2018年1月15日至2019年3月期间,刘伟在快手网络平台上进行直播。绑定结算的手机号为仙洋公司的手机号码133××××6434。刘伟称仙洋公司法定代表人高洋为“师傅”,刘伟快手ID号为18322206及Yige131488。刘伟新浪微博昵称为“一哥说事吖”,自认为仙家军成员,恩师为仙洋。仙洋公司为刘伟直播提供了资源和服务,包括直播间、设备、与其他粉丝数量在1500万以上的知名网红主播互动、商业演出等。刘伟亦利用“仙洋团队”,作为其快手作品标题,发布其与“仙家团队”其他成员进行会议、培训等视频。刘伟在与仙洋公司合同履行期间,在快手平台的粉丝数量已超过230万。因快手平台不允许单位账户仅允许个人账户登录,上述手机号虽为刘伟使用,但实际用户均为仙洋公司即沈阳仙洋文化传番有限公司。刘伟在平台上的直播收益,由仙洋公司向刘伟提供快手官方发送的提现短信验证码,刘伟直接在平台上完成提现收益的操作,后以微信转账方式将收益中的30%支付给仙洋公司。刘伟的ID18322206于2018年1月至2019年6月在快手网络平台上的提现收益总计为3,015,614.5元。刘伟在仙洋公司工作期间,向仙洋公司支付分成款908,386元,向仙洋公司法定代表人高洋转账共计68,018元。2019年3月7日,刘伟更改其在快手平台的结算账号所绑定的手机号,收入情况脱离仙洋公司监管并不再向仙洋公司支付约定收益。2018年3月17日,刘伟与其他网络主播来到吉林原仙洋公司旗下主播王思佳处(网络名称为“王小佳”,王思佳于2017年3月20日成立王小佳网络传媒工作室,于2017年6月30日成立松原市佳艺文化传媒有限公司,有自己的工作团队,在网络上有较高人气。2018年1月13日,王思佳与仙洋公司签订《艺人经纪合同》,后双方出现矛盾,王思佳离开沈阳回到吉林。仙洋公司与王思佳行纪合同纠纷一案,一审法院另案处理),与王思佳在快手平台的直播间作直播,直播内容出现“那我们三个一直在松原待着,跟王小佳一起直播,王小佳就是我们的大师姐”等字样,另行组建“铁家军”团队,并将其快手平台的昵称改为“一哥说事(铁家)”,头像换为铁家军一哥说事(专属),以实际行动脱离仙洋公司及“仙家军”,不再履行《艺人经纪合同》。

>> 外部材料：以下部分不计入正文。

PR #4946, opened 2026-07-08
AI-First Starting UX: Remove AI disclaimer

### LINKED ISSUE #4911: AI-First Starting UX: Remove AI disclaimer
Remove the AI disclaimer in the side panel and update the footer in the chat panel to : 

Image

Also update the Build with AI text area to have a footer with disclaimer: 

Image

Also tidy up anything to do with the current AI disclaimer and delete code related to that.

lmac-1:
## Description

This PR removes the AI disclaimer view in the AI assistant. The disclaimer is now in the footer of the AI assistant, linking to https://openfn.org/ai and also in the text area in the first "Build with AI" section.

Also makes it so that when you're in the "Build with AI" flow, you cannot view "Conversations" in the three dot menu in the AI assistant until a workflow exists. This is because otherwise the user might get stuck and have a weird experience if they went into other conversations. 

Closes #4911

## Validation steps

1. Start a new workflow via "Build with AI" — confirm the disclaimer footer text is visible under the chat input and in the landing screen's text area, and that the old full-screen disclaimer/gate no longer appears.
2. While still in the "Build with AI" flow (before a workflow exists), open the three-dot menu in the AI assistant — confirm "Conversations" is hidden.
3. Once a workflow has been created, reopen the three-dot menu — confirm "Conversations" is now visible again.
4. Run the migration (`mix ecto.migrate`) against a user who previously accepted the old disclaimer and confirm their `ai_assistant.disclaimer_read_at` preference key is removed without affecting other stored preferences.

1. Shouldn't pay too much attention to the legacy editor AI assistant as it's being removed in the next release — though I did also strip its disclaimer flow (onboarding screen, `mark_disclaimer_read` handler, `has_read_disclaimer` state) so we're not leaving half-removed code behind in the meantime.
2. Heads up that this isn't just a UI change — I also removed the `mark_ai_disclaimer_read` and `mark_disclaimer_read` socket events, plus the `has_read_ai_disclaimer` / `has_read_disclaimer` fields from the channel payloads, since nothing needs them anymore. The frontend change ships in the same PR so this should be invisible in normal use, but during a deploy, a browser with the old JS still cached could send one of those events to the new backend and just get silence back instead of a reply, rather than an error. Small edge case, but flagging it since it's an API surface change and not purely additive.
3. Deleted `lib/lightning_web/live/ai_assistant/quotes.ex` outright (the AI/responsibility quotes shown on the old onboarding screen) since none of that content is reused in the new footer. Shout if it should live on somewhere else.
4. Swapped the blocking disclaimer for a persistent footer nudge instead. Worth noting this actually lines up with the Responsible AI Policy's own language, it describes AI-usage indicators as "a nudge, not a warning," so a passive footer feels like a reasonable fit, but flagging in case anyone wants a harder gate for it.

## AI Usage

want to know!):

- [x] I have used Claude Code
- [ ] I have not used AI

## Pre-submission checklist

      with Claude Code)


elias-ba (approved):
Nicely done @lmac-1 👏🏽 🧹

PR #4953, opened 2026-07-08
Show reauthorize prompt when an OAuth token is revoked

### LINKED ISSUE #4947: Gmail OAuth refresh failure logs at error level and shows generic message instead of "reauthorize"
## What's broken

When a user opens an OAuth credential whose refresh token is no longer valid on the provider's side (Gmail returning `invalid_grant` / "Token has been expired or revoked"), two things go wrong in how we handle it. Neither blocks the user, but both are worth tidying.

First, the failure is logged at `error` level in the token-refresh async handler in `LightningWeb.CredentialLive.GenericOauthComponent`. Sentry's `LoggerHandler` captures every `Logger.error` as an event, so an expected "please reauthorize" condition ends up in the alert stream as if it were an application fault. Our own logging guideline (`.claude/guidelines/logging.md`) puts "a user must re-authorise a credential" squarely in the `info`/`warning` bucket.

Second, the user sees the generic fallback error message instead of the tailored one we already wrote for this exact case. When a refresh fails, the async handler tags the result as `{:http_error, ...}`. But `LightningWeb.CredentialLive.OauthErrorFormatter` has a purpose-built clause keyed on `{:refresh_failed, %{error: "invalid_grant"}}` ("Refresh Token Revoked" / "Reauthorize"). Because of the tag mismatch, that clause is never reached for this path. A `400` with `invalid_grant` matches none of the `{:http_error, ...}` clauses (401, 403, 429, >=500, network_error) and falls through to the catch-all, which renders "OAuth Error / An error occurred / Try Again". The action button still relaunches authorization regardless of its label, so recovery works, but the guidance is vague enough that a user might contact support instead of just clicking through.

## How it surfaced

A single production Sentry event (`LIGHTNING-20D`) fired when a user opened a Gmail credential to use it. The stored token was expired, we attempted a background refresh, and Gmail rejected it with `invalid_grant`. No user was blocked and the credential was not lost.

## What to fix

- Downgrade the refresh-failure log for revoked/expired tokens to `warning` so it stays in the logs but out of Sentry. Keep genuine faults (unexpected 5xx, malformed responses) at `error`.
- Route refresh failures through the `{:refresh_failed, ...}` shape (or otherwise make the `invalid_grant` formatter clause reachable) so the user gets the "Refresh Token Revoked / Reauthorize" message instead of the generic fallback.
- While in the handler, sanity-check the sibling clauses (the async `:exit` crash path and the userinfo `401` path) for the same log-level pattern.

## Notes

另查明,仙洋公司委托北京大成(广州)律师事务所律师进行代理,支付代理费100,000元。诉讼期间,仙洋公司为相关网络记录在广东省广州市南粤公证处进行公证,花费公证费6,133元。
二审中,当事人未提供新证据,本院对一审法院查明的事实予以确认。

【二审法院认为】
违约金标准及数额认定问题。

【一审法院认为】
一审法院认为,刘伟刘伟与仙洋公司沈阳仙洋文化传播有限公司在《艺人经纪合同》的履行过程中,刘伟刘伟违反合同约定,私自更改在快手平台的结算账号所绑定的手机号,拒绝与仙洋公司沈阳仙洋文化传播有限公司进行收益对账及结算已构成违约,双方间合同应予解除,刘伟应当承担违约责任。
关于双方合同约定的违约金的计算标准应否采用、如何采用的问题,《中华人民共和国合同法》第一百一十四条规定,当事人可以约定一方违约时应当根据违约情况向对方支付一定数额的违约金,也可以约定因违约产生的损失赔偿额的计算方法。约定的违约金低于造成的损失的,当事人可以请求人民法院或者仲裁机构予以增加;约定的违约金过分高于造成的损失的,当事人可以请求人民法院或者仲裁机构予以适当减少。当事人就迟延履行约定违约金的,违约方支付违约金后,还应当履行债务。本案中,就如何认定当事人约定的违约金是否过分高于沈阳仙洋文化传播有限公司损失的问题,应以沈阳仙洋文化传播有限公司实际损失为基础,根据前述法律规定的各项情况予以衡量是否应采用合同约定的违约金计算方式。
首先,本案系网络直播行业产生的纠纷,其特点一是特定商业模式,该行业基础服务多为免费,观众可自由进入平台观看直播,而平台在获取用户后,即可通过广告、出售虚拟道具、打赏分成、会员增值服务、人气主播线下活动等方式盈利。二是直播内容强烈的个人特色。与传统节目相区别,网络直播行业观众欣赏视角集中于主播,如秀场类主要展示主播个人才艺,内容多为主播唱歌、跳舞、说唱以及与观众互动;游戏类则主要展示主播的操作技巧和特定风格解说,直播内容均有主播极强的个人特色。沈阳仙洋文化传播有限公司的商业模式中,主要系以其创始人高洋吸引观众,再通过高洋的人气将公司艺人推广给观众,以达到扩大各公司艺人影响,并以此获利,故高洋的个人特色、行为将与沈阳仙洋文化传播有限公司的商业模式及各主播艺人的形象产生重要关联。
其次,《中华人民共和国民法典》第五百九十二条规定,当事人都违反合同的,应当各自承担相应的责任。当事人一方违约造成对方损失,对方对损失的发生有过错的,可以减少相应的损失赔偿额。高洋、仙家军成员作为网络主播,在提供网络服务时,应当遵守法律法规,坚持正确导向,大力弘扬社会主义核心价值观,培育积极健康、向上向善的网络文化,维护良好网络生态,维护国家利益和公共利益,为广大网民营造风清气正的网络空间。但纵观高洋、仙家军等网络主播的直播内容、高洋被网信办纳入跨平台禁播黑名单等事实及高洋、仙家军成员粉丝团的互动语言、模式,足以说明高洋、仙家军成员提供的网络服务致使网络空间充斥着大量低俗、暴力、色情内容。该内容与我国倡导的社会主义核心价值观相悖。高洋、仙家军成员提供的网络服务所产生的不良社会效果,对刘伟选择解除与沈阳仙洋文化传播有限公司合作,存在人合性质的潜在影响,沈阳仙洋文化传播有限公司对此存在过错,该因素应作为考量违约金给付标准的原因之一。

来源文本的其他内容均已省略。